Two-Phase Commit
Step through the protocol, trigger failures, and see why 2PC can block.
How Two-Phase Commit Works
Two-Phase Commit (2PC) solves the atomic commit problem: when a transaction spans multiple nodes, either all of them commit or all of them abort. No partial results.
A designated coordinator drives the protocol in two phases:
Phase 1 — Prepare. The coordinator sends a PREPARE message to every participant. Each participant decides whether it can commit — checking constraints, acquiring locks, writing a prepare record to its log. If it can, it votes YES. If not, it votes NO. Once a participant votes YES, it's "in doubt" — it has promised to commit if told to, but can't decide on its own.
Phase 2 — Commit/Abort. If every participant voted YES, the coordinator decides COMMIT and tells everyone. If any participant voted NO (or didn't respond in time), the coordinator decides ABORT. Participants apply the decision and release their locks.
This works because no participant ever commits unless the coordinator explicitly says so. The coordinator only says COMMIT if it got unanimous YES votes.
The blocking problem. If the coordinator crashes after sending PREPARE but before broadcasting its decision, participants that voted YES are stuck. They're holding locks, they've promised to commit, but they don't know the outcome. They can't commit (maybe the coordinator decided to abort). They can't abort (maybe the coordinator decided to commit). They just... wait. This is 2PC's well-known weakness — it's a blocking protocol.
Try it above: kill the coordinator right after it sends PREPARE. Watch the participants sit in PREPARED state with no way forward. This is exactly the scenario that motivated Three-Phase Commit (3PC) and eventually Paxos Commit, which avoid blocking by adding an extra round of communication or using consensus to agree on the outcome.
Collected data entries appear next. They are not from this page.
PR #2026, opened 2020-08-24
[KTOR-940] CIO TLSConfigBuilder JVM allow null as password

hfhbd:
**Subsystem**
CIO JVM TLSConfigBuilder

Fixing [KTOR-940](https://youtrack.jetbrains.com/issue/KTOR-940)
**Motivation**
It is legal (and possible with Apache HttpClientEngine) to use a keystore without a password. One valid and secure use-case is using a pki/smartcard middleware which is loaded as a keystore, and enforces itself the password/the smartcard pin.

**Solution**
Made password nullable

### DIFF
--- a/ktor-network/ktor-network-tls/api/ktor-network-tls.api
+++ b/ktor-network/ktor-network-tls/api/ktor-network-tls.api
@@ -210,6 +210,8 @@ public final class io/ktor/network/tls/TLSConfigBuilderKt {
 	public static final synthetic fun addKeyStore (Lio/ktor/network/tls/TLSConfigBuilder;Ljava/security/KeyStore;[C)V
 	public static final fun addKeyStore (Lio/ktor/network/tls/TLSConfigBuilder;Ljava/security/KeyStore;[CLjava/lang/String;)V
 	public static synthetic fun addKeyStore$default (Lio/ktor/network/tls/TLSConfigBuilder;Ljava/security/KeyStore;[CLjava/lang/String;ILjava/lang/Object;)V
+	public static final fun addKeyStoreNullablePassword (Lio/ktor/network/tls/TLSConfigBuilder;Ljava/security/KeyStore;[CLjava/lang/String;)V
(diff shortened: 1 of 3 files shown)


Stexxe (changes requested):
Please add a test

e5l (changes requested):
LGTM, but we really need a test for that

hfhbd:
@e5l Unfortunately the JavaKeyStore requires a non-null password. Some other KeyStoreSpis, like the KeyStoreSpi from IT Solution GmbH/trustWare CSP+ v1.1.0.7 needs `null` as passwords, because they act as a middleware and en-/decrypt the keys with other passwords, like a PIN.
I did implement a fake KeyStoreSPI. Do you really want this?

hfhbd:
@cy6erGn0m Currently, TLSConfigBuilder is used only by CIO Client, so Server is the wrong label :)

hfhbd:
Switched base to master

e5l (approved):
Hey @hfhbd, thanks for the PR. Will be merged after CI run

hfhbd:
@e5l After reading Binary validator, this would be a breaking change, won't it? I will create a second overload method!

e5l:
@hfhbd that's right. Thanks for catch

hfhbd:
@e5l added overload. Do you want a deprecation warning too?

e5l:
Would be really great

hfhbd:
@e5l here you go

e5l:
It looks like there is a compilation problem:
```
e: Z:\buildAgent\work\8d547b974a7be21f\ktor-network\ktor-network-tls\jvm\test\io\ktor\network\tls\tests\TLSConfigBuilderTest.kt: (127, 63): Type mismatch: inferred type is String but Double was expected
```

Could you check?

hfhbd:
@e5l I was wondering, why this build only fails on Java 8, but not on Java 11. I am using the new API, introduced in Java 9, which deprecated the constructor in Java 8. In Java 15, it is still available.

hfhbd:
@e5l Could you rerun the tests?

e5l:
Yep, sure

e5l:
Good job! Merged

PR #2028, opened 2020-08-25
WIP: Adding client certificate requests

hfhbd:
**Subsystem**
CIO JVM TLSHandshake Clientrequest

Fixing: [KTOR-937](https://youtrack.jetbrains.com/issue/KTOR-937)

**Motivation**
Currently, CIO crashes when a server requests a client certificate and restricts the authority to some specific. CIO reads the size bytes for all the authorities, but did not add the size of each authorities to the position counter. As a result, CIO tries to read more bytes than available and crashes.

**Solution**
Add missing 2 Bytes to position after reading the size of authority


ktor-network/ktor-network-tls/jvm/src/io/ktor/network/tls/TLSClientHandshake.kt
```diff
@@ -242,7 +242,7 @@ internal class TLSClientHandshake(
                     var position = 0
                     while (position < authoritiesSize) {
                         val size = packet.readShort().toInt() and 0xFFFF
-                        position += size
+                        position += size + 2 // short = 2 bytes for reading size
```
Stexxe, line 245: Please express the intention for `+ 2` in the code instead of the comment

Stexxe (changes requested):
Add a test that fails before the change and passes after it.

ktor-network/ktor-network-tls/jvm/src/io/ktor/network/tls/TLSClientHandshake.kt
hfhbd: Changed :)

hfhbd:
> Add a test that fails before the change and passes after it.

@Stexxe I created a test. Where should it located?

Stexxe:
> > Add a test that fails before the change and passes after it.
> 
> @Stexxe I created a test. Where should it located?

I meant that you should write one test for your bug fix which fails without your change and passes with it. Please have a look at this [example](https://github.com/ktorio/ktor/blob/7a7144c9bab15533ffeef5f3337ed716610d35cf/ktor-network/ktor-network-tls/jvm/test/io/ktor/network/tls/tests/ConnectionTests.kt#L39). You can use the same location as of `certificateTest` for your test.

hfhbd:
@Stexxe Thanks for your help. But how do you create a webserver with requiring a client certificate in your example path, without adding dependencies to this module? At your example package, there is only the possibility to connect to a public server, which has to require a client request with limited authorities. This usage is very rare in public, but often used in internal networks, like my corporate network. So I think, it would be better to write the test inside a module, which has access to `embeddedServer` to create such a server in the test.

andrey-vasilyev:
Nice job! Was about to make a PR with the same fix.

ElbowBaggins:
@andrey-vasilyev you might want to anyway if it has tests in it

andrey-vasilyev:
> @andrey-vasilyev you might want to anyway if it has tests in it

This PR already has a test, isn't it? I actually have the test. But for it to work I had to refactor all parsing code into internal function and then test the function alone. That way (internal functions) it actually looks more like JDK's sun.security.ssl.CertificateRequest.T12CertificateRequestMessage (which I believe is a prototype of the ktor code). Basically I am not sure ktor team will like it that way. If the answer is yes, I'll be happy to contribute

hfhbd:
> > @andrey-vasilyev you might want to anyway if it has tests in it
> 
> This PR already has a test, isn't it? I actually have the test. But for it to work I had to refactor all parsing code into internal function and then test the function alone. That way (internal function) it actually looks more like JDK's sun.security.ssl.CertificateRequest.T12CertificateRequestMessage (which I believe is a prototype of the ktor code). Basically I am not sure ktor team will like it that way. If the answer is yes, I'll be happy to contribute

Hey Andrey,
I have the problem with the test. The tests @Stexxe mentions use public web servers. I dislike using external source in normal unit tests. These kind of tests are integrations tests, which should move into a separate test module.
So, to write my test, I also extend the code base to use the ktor web server. Fortunately the Jetty engine supports HTTPS Client Authentication Requests.

Unfortunately, IDEA does not find my test...

ktor-server/ktor-server-host-common/jvm/src/io/ktor/server/engine/EngineConnectorConfig.kt
```diff
@@ -75,7 +76,15 @@ interface EngineSSLConnectorConfig : EngineConnectorConfig {
...
-    val privateKeyPassword: () -> CharArray
+    public val privateKeyPassword: () -> CharArray
+
+    /**
+     * If not empty, the list of allowed CA certificates which will be used for client certificate authentication.
+     * If the list is empty, no client certification request will be requested.
+     *
+     * Currently only supported by Jetty Engine
+     */
+    val requiredClientCACertificates: List<X509Certificate>
```
andrey-vasilyev, line 87: Why not trustStore(key store) with the certificates? With key store parameter, one can use same key store for both server and client auth, which is most common I believe as client certificates are self signed by server owners

Actually I have already made an implementation for Netty engine but chose to provide keyStore instead of list of certificates. I can contribute the implementation to this PR

hfhbd: Good idea :)
Yes please. Help/contribution is always welcome.

andrey-vasilyev:
> Before I/we merge the fix with tests, we should discuss, what other changes we want in ktor. Then I would like to create final pull request with "better, smaller" commits

Hi. I would refactored certificate request parsing into separate internal function and write a test for that - little and easy change. Also quite easy to change it back - inline this new function or make it private. Like if we (or someone else) implements client certificates auth for all server engines and this code can be tested as part of some component/integration tests. I just would like to know what ktor team thinks about it

hfhbd:
@andrey-vasilyev 
I want to split this pull request:
1. Fixing KTOR-937, by adding 2 bytes to the size, in a new pull request
2. Adding client authentication to the server engines

andrey-vasilyev:
totally agree

hfhbd:
> totally agree

Do you want to review the new one ? :)

andrey-vasilyev:
sure

hfhbd:
Merged netty implementation and test by @andrey-vasilyev 
@e5l Should I recreate this pull request with less WIP commits?

hfhbd:
Created smaller pr in #2112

Despite this limitation, 2PC is everywhere in practice — distributed databases, XA transactions, and any system that needs atomic cross-shard writes. The blocking problem is usually handled operationally: coordinators write their decisions to durable logs before crashing, and recovery procedures exist to replay the decision. But the fundamental vulnerability is real, and understanding it is key to understanding why distributed transactions are hard.